The code to implement this model can be found in Keras Found in document , It needs to be right Keras The library has a deeper understanding , And development is much more complicated :https://blog.keras.io/a-ten-minute-introduction-to-sequence-to-sequence-learning-in-keras.html
Link to the original text :https://towardsdatascience.com/how-to-build-an-encoder-decoder-translation-model-using-lstm-with-python-and-keras-a31e9d864b9b
Welcome to join us AI Blog station : http://panchuang.net/
sklearn Machine learning Chinese official documents : http://sklearn123.com/
Welcome to pay attention to pan Chuang blog resource summary station : http://docs.panchuang.net/
版权声明
本文为[Artificial intelligence meets pioneer]所创,转载请带上原文链接,感谢
边栏推荐
- Word segmentation, naming subject recognition, part of speech and grammatical analysis in natural language processing
- Programmer introspection checklist
- Analysis of partial source codes of qthread
- Wiremock: a powerful tool for API testing
- 嘗試從零開始構建我的商城 (二) :使用JWT保護我們的資訊保安,完善Swagger配置
- 零基础打造一款属于自己的网页搜索引擎
- EOS创始人BM: UE,UBI,URI有什么区别?
- Character string and memory operation function in C language
- (2)ASP.NET Core3.1 Ocelot路由
- Analysis of etcd core mechanism
猜你喜欢
What is the side effect free method? How to name it? - Mario
用一个例子理解JS函数的底层处理机制
PN8162 20W PD快充芯片,PD快充充电器方案
2019年的一个小目标,成为csdn的博客专家,纪念一下
JVM memory area and garbage collection
有了这个神器,快速告别垃圾短信邮件
华为云“四个可靠”的方法论
Python saves the list data
If PPT is drawn like this, can the defense of work report be passed?

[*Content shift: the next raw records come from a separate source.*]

PR #812, opened 2023-09-12
Adds vendor cache gems

ajkiessl:
We need the gems stored in source to get pushed out to the servers on deploy.  I think we can stop doing this when we move to k8s since the bundling is done in the builds.


whereismyjetpack:
This was my fault. I think we are still using the cached gems in docker, but i also think that if they aren't cached they will be pulled from the internet 

I can go either way on this, the dockerfile is a bit more complex than some of our others, because we don't want the cached gems to take up space in the resultant image, so we are using an additional stage in our multi-stage build to accomplish that. 

https://github.com/psu-libraries/researcher-metadata/blob/main/Dockerfile#L23

I'd be curious to compare build times with cached vs uncached gems, I'm curious of any other benefits I might be overlooking @EricDurante ?

whereismyjetpack (approved):

ajkiessl:
I'd assume not having to do the full bundle and pull from rubygems would significantly reduce build times in most cases.  Since we're already doing the caching, let's keep it that way.

EricDurante:
@whereismyjetpack 
> I'd be curious to compare build times with cached vs uncached gems, I'm curious of any other benefits I might be overlooking?

I'd think that caching would significantly decrease build time, but apart from that I suppose that the main benefit would be eliminating dependency on the availability of rubygems.org (and any other remote sources) to build the app. They're not down often, but they are occasionally.

You could probably make an argument that caching the gems with the rest of the source codes is marginally more secure too. Unless you're always checksumming everything, every time you have to grab a copy of some code from the internet, you're exposed to a little bit of risk that somebody somewhere had a security breach and some bad actor was able to temporarily publish malicious code. If you know that you have safe code cached, then you eliminate that risk.

PR #814, opened 2023-09-12
refine pubs subject to oa workflow

### LINKED ISSUE #797: Refine the set of publications subject to the AI OA workflow
Currently, if a publication has a file from Activity Insight, RMD checks for an OA location. If the publication has an OA location, the publication does not go through the AI OA workflow.

Instead, we should check the "Open access status" field and check for a ScholarSphere open access location.

- If the "open access status" is "gold" or "hybrid", or if there is a ScholarSphere open access location, the publication should not go through the AI OA workflow. RMD should report to AI that the publication is already openly available. This information should be passed along to the AI user via the AI field that RMD calls "Activity insight postprint status." The file should either be removed from RMD or not imported.
- If the "open access status" is "green", "bronze", or "closed" and there is no ScholarSphere open access location, the publication should go through the AI OA workflow.

Smullz622:
Fixes #797


spec/component/jobs/fetch_oa_metadata_job_spec.rb
```diff
@@ -51,6 +53,12 @@
         it "updates publication's open access button last checked at" do
           expect(pub.reload.open_access_button_last_checked_at).to be_within(1.minute).of(Time.zone.now)
         end
+
+        it 'updates the publication oa status last checked at, oa status, and workflow state' do
+          expect(pub.reload.open_access_status).to eq 'closed'
```
ajkiessl, line 58: Should this be 'unknown'?

spec/component/jobs/fetch_oa_metadata_job_spec.rb
```diff
@@ -64,7 +72,8 @@
           expect(pub.reload.open_access_button_last_checked_at).to be_nil
         end
 
-        it 'updates the publication oa status last checked at and workflow state' do
+        it 'updates the publication oa status last checked at, oa status, and workflow state' do
+          expect(pub.reload.open_access_status).to eq 'closed'
```
ajkiessl, line 76: Should this be 'unknown' too?  I may be misunderstanding, but if we checked Unpaywall and didn't get anything we want to set the oa status to 'unknown', right?

app/models/publication.rb
```diff
@@ -590,6 +606,10 @@ def update_from_unpaywall(unpaywall_response)
     end
   end
 
+  def update_oa_status_from_unpaywall(unpaywall_response)
+    self.open_access_status = doi.present? || unpaywall_response.matchable_title == matchable_title ? unpaywall_response.oa_status : 'unknown'
```
ajkiessl, line 610: I think we should add a unit test for this.  The order of operations here makes me a bit uneasy, but I suspect this works.

ajkiessl (changes requested):
I have a couple of small change requests regarding the tests, but I think the functionality looks good.

spec/component/jobs/fetch_oa_metadata_job_spec.rb
Smullz622: Yep, I made a dumb mistake. Both are fixed now

ajkiessl (approved):
This LGTM.  I'm assuming the reason we don't filter OA status at the DOI step is because if we can't confirm the DOI, we can't get the OA status from Unpaywall.

Smullz622:
> This LGTM. I'm assuming the reason we don't filter OA status at the DOI step is because if we can't confirm the DOI, we can't get the OA status from Unpaywall.

Yep, that's correct

EricDurante (changes requested):
ah geez, I'm sorry - I had comments on this PR that were still pending and I didn't realize it.

I think that we need to change/add a couple of things here that weren't completely described in the issue. Please see my comments and let me know if they make sense and if you agree. Happy to discuss if you have any questions.

app/models/publication.rb
```diff
@@ -140,20 +140,30 @@ def self.preferred_versions
...
+  scope :filter_oa_status_from_workflow, -> { where.not(%{open_access_status = 'gold' OR open_access_status = 'hybrid' OR open_access_status IS NULL}) }
+  scope :needs_permissions_check, -> {
+                                    activity_insight_oa_publication
+                                      .filter_oa_status_from_workflow
+                                      .where(licence: nil, doi_verified: true, permissions_last_checked_at: nil)
+                                  }
   scope :needs_oa_metadata_search,
         -> {
           activity_insight_oa_publication
+            .filter_oa_status_from_workflow
```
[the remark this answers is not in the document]
Smullz622: Yeah, I think you're correct that filtering out NULL would create a problem, but I'm wondering if gold & hybrid should still be excluded here. When I spoke to Ana about the ticket I'm working on now, she said once something is gold/hybrid, it's permanent so I don't think we need to recheck those.

app/jobs/fetch_oa_metadata_job.rb
```diff
@@ -15,6 +15,7 @@ def perform(publication_id)
       publication.open_access_button_last_checked_at = Time.zone.now
     end
 
+    unpaywall_response.oa_status.present? ? publication.update_oa_status_from_unpaywall(unpaywall_response) : publication.open_access_status = 'unknown'
```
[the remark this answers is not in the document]
ajkiessl: Yeah, you could probably get rid of the OAB stuff here.  I guess there's the rare chance something is in OAB but not Unpaywall, in which case I think we'd want to exclude those from this workflow, though. 

I don't think we have anything built in RMD to check ScholarSphere for a single record.  The ScholarSphere import just grabs everything in ScholarSphere and sees if there's a matching DOI in RMD.  I'm pretty sure there is a DOI endpoint in ScholarSphere's API, so something could be built.

I agree we don't need all the metadata from Unpaywall for this job, so if we wanted to simplify things, we could just get whatever is necessary to validate and the open access status.  Then, leave the rest to the other importers.

app/models/publication.rb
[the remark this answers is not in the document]
EricDurante: > When I spoke to Ana about the ticket I'm working on now, she said once something is gold/hybrid, it's permanent so I don't think we need to recheck those.

@Smullz622 Ok, great - I wasn't sure about that aspect of this. So I think you're right; it definitely makes sense to still filter out gold and hybrid OA status for this scope.

app/jobs/fetch_oa_metadata_job.rb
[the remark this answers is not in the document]
EricDurante: Yeah, here's how I'd prioritize the changes that I suggested:

**High priority:**

- I think that we must check for ScholarSphere open access locations here one way or another.

**Low priority:**

- It would simplify things to remove the OAB checking/importing here since it's no longer needed, but it doesn't _hurt_ anything functionality-wise to leave it in. However, if we leave it in, then I'd say that it's high priority to ensure that we're not creating duplicate open access location records.
- Likewise, I think that the Unpaywall checking/importing is probably working correctly as is, but it looks to me like it could be made simpler either by only importing the OA status here or by just importing everything that we ultimately want from Unpaywall (OA status, OA locations, etc.) for these publications in the same way that we do elsewhere.

spec/component/jobs/fetch_oa_metadata_job_spec.rb
```diff
@@ -41,33 +44,40 @@
...
+
+      it 'does not update the publication oa data' do
+        expect(pub.reload.open_access_locations.where(source: Source::SCHOLARSPHERE)).to eq []
+      end
 
-        it 'updates the publication oa status last checked at and workflow state' do
-          expect(pub.reload.oa_status_last_checked_at).to be_within(1.minute).of(Time.zone.now)
-          expect(pub.reload.oa_workflow_state).to be_nil
-        end
+      it 'updates the publication oa status & unpaywall last checked at, oa status, and workflow state' do
```
EricDurante, line 78: The description of this block doesn't seem to quite match the actual assertions within. I think that the assertions are probably correct, but the way that the description reads is a little confusing to me. It looks like what we're actually asserting is that it "updates the OA status check timestamp and clears the OA workflow state". Should we be checking anything else?

EricDurante (changes requested):
Sorry, I didn't get a chance to scan through the tests on my last review. Your updates to the code look good to me. Just a few comments on the tests - all minor.

app/models/activity_insight_oa_file.rb
```diff
@@ -16,6 +16,7 @@ class ActivityInsightOAFile < ApplicationRecord
       .where(file_download_location: nil)
```
ajkiessl, line 16: I'm curious about this since I added it to my PR for the file version checking job.  Should we only be filtering out open access locations from ScholarSphere here now?

ajkiessl: If so, I have it in my PR and it's tested so we don't need to do it here.

EricDurante: @ajkiessl Ah, yes - that's right. Good catch.

There's no point in downloading a file for a publication that we already know to be in ScholarSphere since those publications drop completely out of the workflow as soon as we have that information, but we do want to download files for publications that have _other_ kinds of open access locations _unless_ we know that the OA status of those publications is gold or hybrid (line 19).

I didn't really think about whether or not we want to exclude files for publications that don't have an open access status yet (also line 19 here). I need to give that a little more thought when I have a minute..

spec/component/jobs/fetch_oa_metadata_job_spec.rb
Smullz622: No, I think that's all that needs to be checked & you're right about just updating the assertion.

app/models/activity_insight_oa_file.rb
Smullz622: @ajkiessl You're right. That is something that can just be resolved when it's merged right?

@EricDurante my thought process was we should exclude nulls because null means it hasn't been checked yet & could be gold/hybrid. If it has been checked & we couldn't find a status, it would be `unknown`.

ajkiessl: Yeah, my stuff should be merged soon, so as long as they're both merged before the next release we are good.

EricDurante: @Smullz622 Yeah, your reasoning totally makes sense. The thing that I was mulling over was whether or not we should go ahead and download the file anyway - even if the OA status hasn't been checked yet.

We're currently not considering whether or not we've checked for ScholarSphere OA locations (which is probably fine), we're only considering whether or not we currently know about any. We could likewise forget about considering whether or not we've checked for OA status yet and only consider whether or not it's currently gold or hybrid. Or we could go the other direction and make the file download wait until we know that we've checked ScholarSphere too.

I guess a downside of forcing the workflow to be more linear by waiting on the other checks to do the file download is that less things can potentially happen in parallel, and the whole process might take a little more time for a given publication.

A downside of allowing the file download (and dependent version checking, permissions checking, etc.) to happen in parallel with the steps for DOI checking, OA metadata checking, etc. is that we might waste a little computing power on doing those steps for publications that might get booted from the workflow later.

Another (and bigger) downside of making the file download wait for the OA metadata check is that admins won't yet have the file available to look at if the publication ends up in the manual DOI check list. DOI verification isn't currently a prerequisite for the file downloading, but it is for the OA metadata checking. So if we make OA metadata checking a prerequisite for the file download, then DOI becomes prerequisite too.  I think that having the file sometimes helps with that manual DOI verification.

Having thought this through, I'm pretty sure that we want to go ahead and download the file even if the OA status of the publication is still NULL.

Do you all agree?

EricDurante (approved):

I think it is necessary to write a general idempotent component
随机推荐
带你学习ES5中新增的方法
Don't go! Here is a note: picture and text to explain AQS, let's have a look at the source code of AQS (long text)

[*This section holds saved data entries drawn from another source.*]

PR #816, opened 2023-09-15
Toggle for Users to not receive OA reminders

### LINKED ISSUE #751: Create "do not email" feature to suppress OA reminder emails to specific users
In certain situations it would be nice to be able to turn off reminder emails at the level of individual users. This could be built as a toggle on/off on user pages or as a list of users that gets checked whenever emails go out. 

This feature should only suppress OA reminder emails, not any other emails sent by RMD (e.g. emails confirming waivers, emails about the proxy process, etc.).

We would not publicize this feature and would use it only in rare cases.

ajkiessl:
Adds boolean `suppress_oa_reminders` to `User`.  Allows this to be shown/edited in rails admin.  Filtering users with this set to true out of oa email notifications.

I noticed most of the test data for `#needs_open_access_notification` didn't have psu_identity data, so they weren't actually testing the criteria described in the test.  I added this to the ones that needed it.

closes #751


Smullz622 (dismissed):
lgtm!

EricDurante (approved):
LGTM

PR #817, opened 2023-09-19
Activity Insight OA Workflow version checking job

### LINKED ISSUE #717: Implement file version check job in OA Workflow
We'll need to add a scope for files that need their version checked and implement the version checking job in the OAWorkflow task.  So any file that we have a record for, and we have downloaded the file, and has no version should be a part of this scope.

This is dependent on #575.

ajkiessl:
Branched off of https://github.com/psu-libraries/researcher-metadata/pull/713 .  

I added a `version_checked` boolean to `ActivityInsightOAFile` to be a status holder like `downloaded`.  This gets set to true when the job is queued so it doesn't get queued again.

I did my best to differentiate between the ScholarSphere deposit workflow job and this.  The name of this job ended up a little weird: `AiOAWfVersionCheckJob`

closes #717


app/models/activity_insight_oa_file.rb
```diff
@@ -12,14 +12,26 @@ class ActivityInsightOAFile < ApplicationRecord
 
   mount_uploader :file_download_location, ActivityInsightFileUploader
 
-  scope :ready_for_download, -> {
+  scope :oa_type_w_no_locations, -> {
```
EricDurante, line 15: oooh, I think that this scope is going to need to be changed per #797. I guess you could either do that here or make it a separate issue and wait until after this is merged.

cc @Smullz622

ajkiessl: Ah right.  I'll do that here.

app/services/oa_workflow_service.rb
```diff
@@ -33,5 +33,14 @@ def workflow
     rescue StandardError
       file.update_column(:downloaded, false)
     end
+
+    ActivityInsightOAFile.needs_version_check.each do |file|
+      file.version_checked = true
+      file.save!
```
EricDurante, line 39: Here again, I think it might be better to do 
```ruby
file.update_column(:version_checked, true)
```
instead of
```ruby
file.version_checked = true
file.save!
```

app/services/oa_workflow_service.rb
```diff
@@ -33,5 +33,14 @@ def workflow
...
+      AiOAWfVersionCheckJob.perform_later(file.id)
+    rescue StandardError
+      file.update_column(:version_checked, false)
+      raise
+    end
```
EricDurante, line 44: I think what we're doing here is ok since we're bypassing ActiveRecord and also re-raising the original error.

app/services/oa_workflow_service.rb
```diff
@@ -33,5 +33,14 @@ def workflow
     rescue StandardError
       file.update_column(:downloaded, false)
     end
+
+    ActivityInsightOAFile.needs_version_check.each do |file|
+      file.version_checked = true
+      file.save!
+      AiOAWfVersionCheckJob.perform_later(file.id)
+    rescue StandardError
+      file.update_column(:version_checked, false)
```
EricDurante, line 42: Should we add the `version_checked` attribute to the RailsAdmin list view of the files so that we can filter for the files that are in this state?

EricDurante (changes requested):

app/jobs/ai_oa_wf_version_check_job.rb
```diff
@@ -0,0 +1,22 @@
...
+      file.update! version: exif_file_version
+      return
+    end
+
+    pdf_file_version = FileVersionChecker.new(file_path: file.file_download_location.path,
+                                              publication: file.publication).version
+
+    file.update! version: pdf_file_version
+  rescue StandardError
+    file.update! version: 'unknown'
```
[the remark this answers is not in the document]
ajkiessl: Yeah, the error handling here was added primarily to catch malformed PDF or wrong file type errors from the PDF parser.  I'll try to make the error handling more specific.

app/services/oa_workflow_service.rb
ajkiessl: Yeah, that is a good idea.  I'll do that.

app/jobs/ai_oa_wf_version_check_job.rb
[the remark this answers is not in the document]
ajkiessl: @EricDurante I moved the error handling into the version checker class and have it only rescuing a handful of PDF::Reader errors:
https://github.com/psu-libraries/researcher-metadata/blob/7647aa7f34fdb53a48dd0dafe52ce5a45ec3fb10/app/models/file_version_checker.rb#L50-L53

ajkiessl:
@Smullz622 If you get a chance can I get a second set of eyes on the ActivityInsightOAFile scope tests and the OAWorkflowService tests?  I think I got everything in the merge.

Smullz622 (approved):
Looks good! Definitely think we need to start separating stuff out in some way though. Pretty sure I already have conflicts on my branch for 799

Skywalking series blog 2-skywalking using
Thoughts on interview of Ali CCO project team
Our best practices for writing react components
Group count - word length
How to become a data scientist? - kdnuggets
嘗試從零開始構建我的商城 (二) :使用JWT保護我們的資訊保安,完善Swagger配置
Did you blog today?
The difference between Es5 class and ES6 class
Solve the problem of database insert data garbled in PL / SQL developer
Save the file directly to Google drive and download it back ten times faster
Relationship between business policies, business rules, business processes and business master data - modern analysis
Summary of common string algorithms
Python Jieba segmentation (stuttering segmentation), extracting words, loading words, modifying word frequency, defining thesaurus
Filecoin主网上线以来Filecoin矿机扇区密封到底是什么意思
axios学习笔记(二):轻松弄懂XHR的使用及如何封装简易axios
深度揭祕垃圾回收底層,這次讓你徹底弄懂她
Do not understand UML class diagram? Take a look at this edition of rural love class diagram, a learn!
If PPT is drawn like this, can the defense of work report be passed?